Ughhhhhhh -- maybe the music gods are trying to tell me something


----------



## ptram (Feb 26, 2022)

Broken power supply?

Paolo


----------



## creativeforge (Feb 26, 2022)

A few reviews here seem to point to uneven performance... 






Apogee Symphony Desktop 10x14 USB-C Audio Interface Reviews | Sweetwater


Read Sweetwater customer reviews for Apogee Symphony Desktop 10x14 USB-C Audio Interface. Rated 4.5 / 5 by 13 customers!




www.sweetwater.com


----------



## MusiquedeReve (Feb 26, 2022)

ptram said:


> Broken power supply?
> 
> Paolo


No idea - it worked perfectly last night before I went to bed -- no lightning storms in the area last night and the power is connected through this




creativeforge said:


> A few reviews here seem to point to uneven performance...
> 
> 
> 
> ...


As occurred when I ate seafood and got food poisoning years ago, thus causing me to never eat seafood again, this has soured me on Apogee (despite their amazing integration with Apple computers)


----------



## Jett Hitt (Feb 26, 2022)

MorphineNoir said:


> No idea - it worked perfectly last night before I went to bed -- no lightning storms in the area last night and the power is connected through this
> 
> 
> 
> As occurred when I ate seafood and got food poisoning years ago, thus causing me to never eat seafood again, this has soured me on Apogee (despite their amazing integration with Apple computers)


I had this happen with my Duet, and Apogee fixed it for a flat $200. Not sure I'd buy another one, though. I like it mostly, but I am kind of on the fence.


----------



## Paulogic (Feb 26, 2022)

Is there a fuse maybe?? Some devices do have a (glass) fuse inside...


----------



## dcoscina (Feb 26, 2022)

Sheesh, sorry to hear this man! Those are not cheap interfaces!!


----------



## d.healey (Feb 26, 2022)

Paulogic said:


> Is there a fuse maybe?? Some devices do have a (glass) fuse inside...

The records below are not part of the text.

PR #10075, opened 2024-03-07
Chore: Joplin generator: Remove `@joplin/lib` dev dependency from generated projects

### LINKED ISSUE #10074: Defaulted Simple Backup build has race condition that breaks builds
### Operating system

Linux

### Joplin version

2.14.17

### Desktop version info

Tested on Ubuntu 22.04 (Snap build environment, but that's just LXD with automation and approximates a traditional environment).

When trying to build 2.14.17 as a snap, everything worked fine locally. When then ferrying off to Github, the following errors occur in the CI environment:
https://github.com/MrCarroll/joplin-desktop-snap/actions/runs/8124527302/job/22206113265

> ➤ YN0009: │ root@workspace:. couldn't be built successfully (exit code 1, logs can be found here: /tmp/xfs-33bd7822/build.log)

Looking into this, this happens as a result `npm install` call during the Simple Backup installation.

Similarly, the Flatpak appears to be hitting the exact same situation, using their own CI (I don't think Flathub uses Actions directly), in the end, going for this solution (Which looks like it simply avoids building the plugin at all):
https://github.com/flathub/net.cozic.joplin_desktop/pull/186/commits/3a9d303aa5cefeae6a7418c8cd6889be8292bb90

### Current behaviour

_No response_

### Expected behaviour

Joplin should successfully build in the same execution environments regardless of speeds

### Logs

I'm cheating here as the Flatpak builds actually have better logging defaults and I'm still frantically experimenting on my end:
https://buildbot.flathub.org/#/builders/7/builds/12853

Ultimately, the `npm install` for the Simple Backup plugin seems to die with error code 243 (EACCESS) but every investigation into permissions issues so far doesn't suggest that it actually is one.

personalizedrefrigerator:
# Summary

This dependency significantly increases the size of `package-lock.json` and seems to cause build failures on some devices (for me, Ubuntu 23.10, with npm and NodeJS installed via snap).

May fix https://github.com/laurent22/joplin/issues/10074.

# Testing

This change has been tested by
1. copying the updated `webpack.config.js` into the [CodeMirror 6 snippets plugin repository](https://github.com/personalizedrefrigerator/joplin-plugin-codemirror-6-snippets),
2. removing the `@joplin/lib` dependency from the plugin's `package.json`,
3. running `npm install`, and
4. verifying that a `.jpl` file is built successfully.


packages/generator-joplin/tools/updateCategories.ts
```diff
@@ -0,0 +1,27 @@
...
+	const buildScriptPath = `${dirname(__dirname)}/generators/app/templates/webpack.config.js`;
+	const originalBuildScript = await readFile(buildScriptPath, 'utf8');
+
+	const autoGeneratedStartString = '\n// Begin auto-generated';
+	const autoGeneratedStart = originalBuildScript.indexOf(autoGeneratedStartString);
+	const autoGeneratedEndString = '// End auto-generated\n';
+	const autoGeneratedEnd = originalBuildScript.indexOf(autoGeneratedEndString);
+
+	// Make the generated categories pass the linter
+	const possibleCategoriesText = JSON.stringify(allCategories).replace(/["]/g, '\'');
```
laurent22: We have a function called `insertContentIntoFile` to do this kind of operation, is it possible to use it here?

Also in general I add to the comment where the code was generated from, so that it's easier to find it back and change it if needed, for example `// AUTO-GENERATED by generate-database-type`

PR #10076, opened 2024-03-07
Desktop: Fixes #10060: Fix "New note" button rendering when startup with Trash can selected.

### LINKED ISSUE #10060: Desktop: "New note" and "new to-do" buttons too small on startup when the first notebook is the trash notebook
### Operating system

Linux

### Joplin version

3.0.0

### Desktop version info

Joplin 3.0.0 (dev, linux)

Sync Version: 3
Profile Version: 46
Keychain Supported: No

Revision: 1ab891723 (pr/user-action-log)

Backup: 1.4.0
CodeMirror 6 snippets: 0.0.5

### Current behaviour

1. Open Joplin
2. Delete a note.
3. Permanently delete the note from the trash.
4. Quit Joplin
5. Start Joplin
6. Inspect the "new note" and "new to-do" buttons in the sidebar
screenshot: new note and new to-do buttons overflow their borders.
7. Resize the sidebar

### Expected behaviour

The "new note" and "new to-do" buttons should not have text that overflows their borders.

### Logs

_No response_

khuongduy354:
# Summary
Previously, New note button ref is stored by useRef, which doesn't trigger rerender when ref change. This cause if the Trash can is selected in previous session, when reopen the app, the ref to New note is null by default, preventing the New note button to re-render into correct format.
More details and how to reproduce bugs: #10060.

# Solution notes 
- Changed useRef to useState instead for storing New note button element. 
- I think panel width unchanged should not prevent re-render. There might be cases where element change needs re-render but panel width doesn't change (toggle button visibility for example).
So i remove this line 
image

 

# Testing
1. Open Joplin, create an empty notebook in root 
2. Click on Trash can (make sure the New note button is hidden, Trash can is collapsed)
3. Shrink the panel with search bar as small as possible.
4. Close & reopen Joplin
5. Click on the notebook in step 1, New note button should appear in correct format for small screen (which is an icon).

### DIFF
--- a/packages/app-desktop/gui/NoteListControls/NoteListControls.tsx
+++ b/packages/app-desktop/gui/NoteListControls/NoteListControls.tsx
@@ -24,7 +24,7 @@ interface Props {
 	width: number;
 	newNoteButtonEnabled: boolean;
 	newTodoButtonEnabled: boolean;
-	setNewNoteButtonRef: React.Dispatch<React.SetStateAction<Element>>;
+	setNewNoteButtonElement: React.Dispatch<React.SetStateAction<Element>>;
 	lineCount: number;
 	breakpoint: number;
 	dynamicBreakpoints: Breakpoints;
@@ -210,7 +210,7 @@ function NoteListControls(props: Props) {
 			<TopRow className="new-note-todo-buttons">
 				<StyledButton
 					ref={(el: Element) => {
-						props.setNewNoteButtonRef(el);
+						props.setNewNoteButtonElement(el);
 					}}
 					className="new-note-button"
 					tooltip={ showTooltip ? CommandService.instance().label('newNote') : '' }
--- a/packages/app-desktop/gui/NoteListControls/NoteListControls.tsx
+++ b/packages/app-desktop/gui/NoteListControls/NoteListControls.tsx
@@ -24,7 +24,7 @@ interface Props {
 	width: number;
 	newNoteButtonEnabled: boolean;
 	newTodoButtonEnabled: boolean;
-	newNoteButtonRef: React.MutableRefObject<any>;
+	setNewNoteButtonRef: React.Dispatch<React.SetStateAction<Element>>;
 	lineCount: number;
 	breakpoint: number;
 	dynamicBreakpoints: Breakpoints;
@@ -208,7 +208,10 @@ function NoteListControls(props: Props) {
 
 		return (
 			<TopRow className="new-note-todo-buttons">
-				<StyledButton ref={props.newNoteButtonRef}
+				<StyledButton 
+          ref={(el:Element) => {
+            props.setNewNoteButtonRef(el);
+          }}
 					className="new-note-button"
 					tooltip={ showTooltip ? CommandService.instance().label('newNote') : '' }
 					iconName={noteIcon}
--- a/packages/app-desktop/gui/NoteListControls/NoteListControls.tsx
+++ b/packages/app-desktop/gui/NoteListControls/NoteListControls.tsx
@@ -208,10 +208,10 @@ function NoteListControls(props: Props) {
 
 		return (
 			<TopRow className="new-note-todo-buttons">
-				<StyledButton 
-          ref={(el:Element) => {
-            props.setNewNoteButtonRef(el);
-          }}
+				<StyledButton
+					ref={(el: Element) => {
+						props.setNewNoteButtonRef(el);
+					}}
 					className="new-note-button"
 					tooltip={ showTooltip ? CommandService.instance().label('newNote') : '' }
 					iconName={noteIcon}
--- a/packages/app-desktop/gui/NoteListWrapper/NoteListWrapper.tsx
+++ b/packages/app-desktop/gui/NoteListWrapper/NoteListWrapper.tsx
@@ -40,21 +40,21 @@ const StyledRoot = styled.div`
 	width: 100%;
 `;
 
-const getTextWidth = (newNoteRef: Element, text: string): number => {
+const getTextWidth = (newNoteButtonElement: Element, text: string): number => {
 	const canvas = document.createElement('canvas');
 	if (!canvas) throw new Error('Failed to create canvas element');
 	const ctx = canvas.getContext('2d');
 	if (!ctx) throw new Error('Failed to get context');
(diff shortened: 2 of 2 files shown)


khuongduy354:

khuongduy354:
I forgot to mention, I'm participating GSoC 2024. This is my introduction: https://discourse.joplinapp.org/t/introduction-duy-huynh/36448

packages/app-desktop/gui/NoteListControls/NoteListControls.tsx
```diff
@@ -208,7 +208,10 @@ function NoteListControls(props: Props) {
 
 		return (
 			<TopRow className="new-note-todo-buttons">
-				<StyledButton ref={props.newNoteButtonRef}
+				<StyledButton
+					ref={(el: Element) => {
+						props.setNewNoteButtonRef(el);
+					}}
```
laurent22: Sorry I don't know why it works but this is not the right pattern to set references, so I'd rather not go with this change.

You also changed the logic to update the width or not, so maybe you fixed it this way and this change to the ref doesn't do anything

khuongduy354: Hi, thanks for your feedback. I read from here: [render when ref change](https://stackoverflow.com/questions/59600572/how-to-rerender-when-refs-change ). It's a pattern here [callback ref](https://legacy.reactjs.org/docs/refs-and-the-dom.html#callback-refs).

khuongduy354: Ref doesnt re render immediately as State, the ref inside useEffect hang on old value (I tested this, and this is how React intended useRef behavior). 

To sum up: I want to use State instead of Ref, maybe my implementation is weird, I'd appreciate if you guide me some part of it, thank you

khuongduy354: I can prove that changing width logic doesn't fix the problem, but it's the state vs ref  that fixes.

laurent22: If it works now I think it's only by chance, as a side effect of forcing a rendering when the state is updated.

It would be better to fully understand why it doesn't render.  Usually it means that the effect is not taking into account a particular state variable. For example before it wasn't taking into account the width of the note list so that's why I've added this `widthHasChanged` check.

So I think the ref is fine but we need to find what part of the application state is not being taken into account.

packages/app-desktop/gui/NoteListWrapper/NoteListWrapper.tsx
```diff
@@ -40,30 +40,29 @@ const StyledRoot = styled.div`
...
-const useNoteListControlsBreakpoints = (width: number, newNoteRef: React.MutableRefObject<any>, selectedFolderId: string) => {
+const useNoteListControlsBreakpoints = (width: number, newNoteRef: Element, selectedFolderId: string) => {
 	const [dynamicBreakpoints, setDynamicBreakpoints] = useState<Breakpoints>({ Sm: BaseBreakpoint.Sm, Md: BaseBreakpoint.Md, Lg: BaseBreakpoint.Lg, Xl: BaseBreakpoint.Xl });
 	const previousWidth = usePrevious(width);
 	const widthHasChanged = width !== previousWidth;
 	const showNewNoteButton = selectedFolderId !== getTrashFolderId();
 
 	// Initialize language-specific breakpoints
 	useEffect(() => {
-		if (!widthHasChanged) return;
```
laurent22, line 65: Strictly speaking this check is correct and should not be removed. If the width hasn't changed, there's no reason to recalculate the breakpoints. But as mentioned maybe there's something else missing here.

khuongduy354: The case when width hasn't changed but need breakpoint calculations: when startup with Trash can selected (new note button hidden), then click on a note (new note button shown). No panel width changed but need to calculate breakpoint, or else the button will be big and overflow panel

packages/app-desktop/gui/NoteListControls/NoteListControls.tsx
khuongduy354: # useRef version
This is total old version, I just log newNoteRef. You see, it hang on to old value.

https://github.com/laurent22/joplin/assets/42113313/e6e103fd-efd8-48ed-bb3b-3932156de8d1

And this is from [React useRef() docs](https://legacy.reactjs.org/docs/hooks-reference.html#useref)
image

My understanding:  when switch to another tab, showNewNoteButton triggers useEffect, but newNoteRef stills hang on previous value. When newNoteRef change to new value, it doesn't trigger useEffect for re-rendering (because of useRef behavior from React docs above). 

# useState version
This is my useState version, every click to tab, run the useEffect twice.

https://github.com/laurent22/joplin/assets/42113313/52c849bb-750f-4661-9972-8b39d8d83d9b

My understanding: when switch to another tab, showNewNoteButton triggers useEffect once, but newNoteRef stills hang on previous value (1st print is oldState). When newNoteRef change to new value, it triggers useEffect again  (2nd print is newState). This keep the newNoteRef in sync with the updating breakpoints.

Also, the whole thing I do just switching tabs, no change width is involved.

packages/app-desktop/gui/NoteListWrapper/NoteListWrapper.tsx
laurent22: > (new note button hidden), then click on a note (new note button shown).

So if this effect has a dependency on the button being hidden or shown, can this info be passed to it? As a result the effect should trigger again whenever the button visibility changes.

khuongduy354: Yes, the showNewNoteButton is a useEffect dependency already in previous versions. Yet, the problem is still useRef above, if useRef is null, even effect trigger, it cant update.

laurent22: Ok, fair enough, I feel there's something off with the implementation but the existing code wasn't great either so that might be related.

At least would you mind renaming your variables correctly please? You call them "ref" which implies they are React references but it's not what they are, they are HTML elements (you got the types right though). So please rename it to "newNoteButtonElement" for example.

laurent22:
Looks good now, thanks @khuongduy354 for looking into this!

My first thought too. In the UK all our plugs have fuses in them, and lots of devices do too. Could also be a blown capacitor. Unusual for other components to go boom so suddenly. Did you see any magic smoke escaping?


----------



## khollister (Feb 26, 2022)

These are fairly new - isn't it still under warranty?


----------



## MusiquedeReve (Feb 26, 2022)

Paulogic said:


> Is there a fuse maybe?? Some devices do have a (glass) fuse inside...

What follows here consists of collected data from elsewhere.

PR #10079, opened 2024-03-07
Chore: Apply changes from mobile plugins to `lib/` and `app-desktop/`

personalizedrefrigerator:
# Summary

This applies **most** of the changes that the mobile plugins pull request (#9652) makes to the `lib` and `app-desktop` packages.

# Changes
- Factors code for starting development plugins out into `PluginService`
- Adds `PluginService.ofDefaultJoplinRepo` to allow creating a `PluginService` that's connected to Joplin's default GitHub plugin repository.
- Moves plugin `onInstallHandler` and `onDeleteHandler` into the `lib/` package.
- Updates the `versionInfo` plugin API to also return a `platform` field (set to `"desktop"` on desktop).
- Moves sorting logic for plugin searches and settings sidebar panes into `lib/` and out of `app-desktop/`
- Fixes a bug related to `Setting.registerSetting` being called multiple times on a database setting that has changes in `Setting.cache_`.
- Updates `NavService.go` to allow passing state to the new screen. (Used for navigating to the log screen with a particular filter in #9652)
- Logic to allow marking panels as in "modal" mode -- they act like dialogs. (Used for showing panels in #9652).
- Adds missing properties to `PluginViewState` and adds type `ViewInfo`.
- Makes `shim.showMessageBox` async
    - React Native's dialog methods all seem to be async.

# Notes

This pull request does not include the IPC-related objects (e.g. `RemoteMessenger`) that are added by #9652.

# Testing

- [x] Verify that dev plugins are still loaded correctly:
    1. Add a development plugin in settings and verify that it loads. 
- [x] Verify that plugins can be deleted and installed with the refactored `useOnInstallHandler` and `useOnDeleteHandler`s.
    1. Remove a plugin using the "delete" button. Verify that a confirmation dialog is shown before deleting.
    2. Search for and install a new plugin.
- [x] Verify that plugin panels are still correctly reported as visible or invisible.
  1. Manually tested with the following:
    <details>
    In the dev tools for a plugin, run
    
    ```ts
    const id = await joplin.views.panels.create('test3')
    console.log(await joplin.views.panels.visible(id), 'should be true');
    await joplin.views.panels.show(id, false);
    console.log(await joplin.views.panels.visible(id), 'should be false');
    await joplin.views.panels.show(id, true);
    console.log(await joplin.views.panels.visible(id), 'should be true');
    ```
    </details>
- [x] Verify that plugins are still sorted correctly in search results.
- [x] Verify that `versionInfo()` returns the correct value for the `platform` field on desktop.
    - Tested with `await joplin.versionInfo()` in the plugin development tools.
- [x] Verify that mobile startup fsdriver tests pass.


packages/app-desktop/bridge.ts
```diff
@@ -288,9 +288,7 @@ export class Bridge {
 	}
 
 	/* returns the index of the clicked button */
-	public showMessageBox(message: string, options: MessageDialogOptions = null) {
-		if (options === null) options = { message: '' };
-
```
personalizedrefrigerator, line 293: This is the change from https://github.com/laurent22/joplin/pull/10084 and was added to allow testing the "delete plugin" button. As such, https://github.com/laurent22/joplin/pull/10084 should be reviewed before this PR.

laurent22: Sorry I missed that comment, I'm going to check that PR next then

According to Apogee - the interface has no "user serviceable parts"



dcoscina said:


> Sheesh, sorry to hear this man! Those are not cheap interfaces!!


Yeah, my local Guitar Center has this in stock so thinking of running over there



https://www.guitarcenter.com/Focusrite/Scarlett-18i20-USB-Audio-Interface-Gen-3.gc#





d.healey said:


> My first thought too. In the UK all our plugs have fuses in them, and lots of devices do too. Could also be a blown capacitor. Unusual for other components to go boom so suddenly. Did you see any magic smoke escaping?


Nah - it was working last night - then this morning it wasn't 

To paraphrase T.S. Eliot: 

This is the way the interface ends 
Not with a bang but a whimper



khollister said:


> These are fairly new - isn't it still under warranty?



Unfortunately, no - I purchased it at a "DEMO" from Sweetwater and the return policy on such is 90 days and Apogee does not warranty used/demo gear

Serves me right for trying to save $200


----------



## khollister (Feb 26, 2022)

I would call Sweetwater and see if they will help you anyway


----------



## MusiquedeReve (Feb 26, 2022)

khollister said:


> I would call Sweetwater and see if they will help you anyway


UPDATE: Just heard from my Sweetwater rep and he said Sweetwater will fix it for me for free - so, I will ship it back to them and then go to GC and purchase the Focusrite -- I can then have it as a backup once the Apogee is returned to me or, perhaps the Focusrite will sound even better


----------



## d.healey (Feb 26, 2022)

MorphineNoir said:


> the interface has no "user serviceable parts"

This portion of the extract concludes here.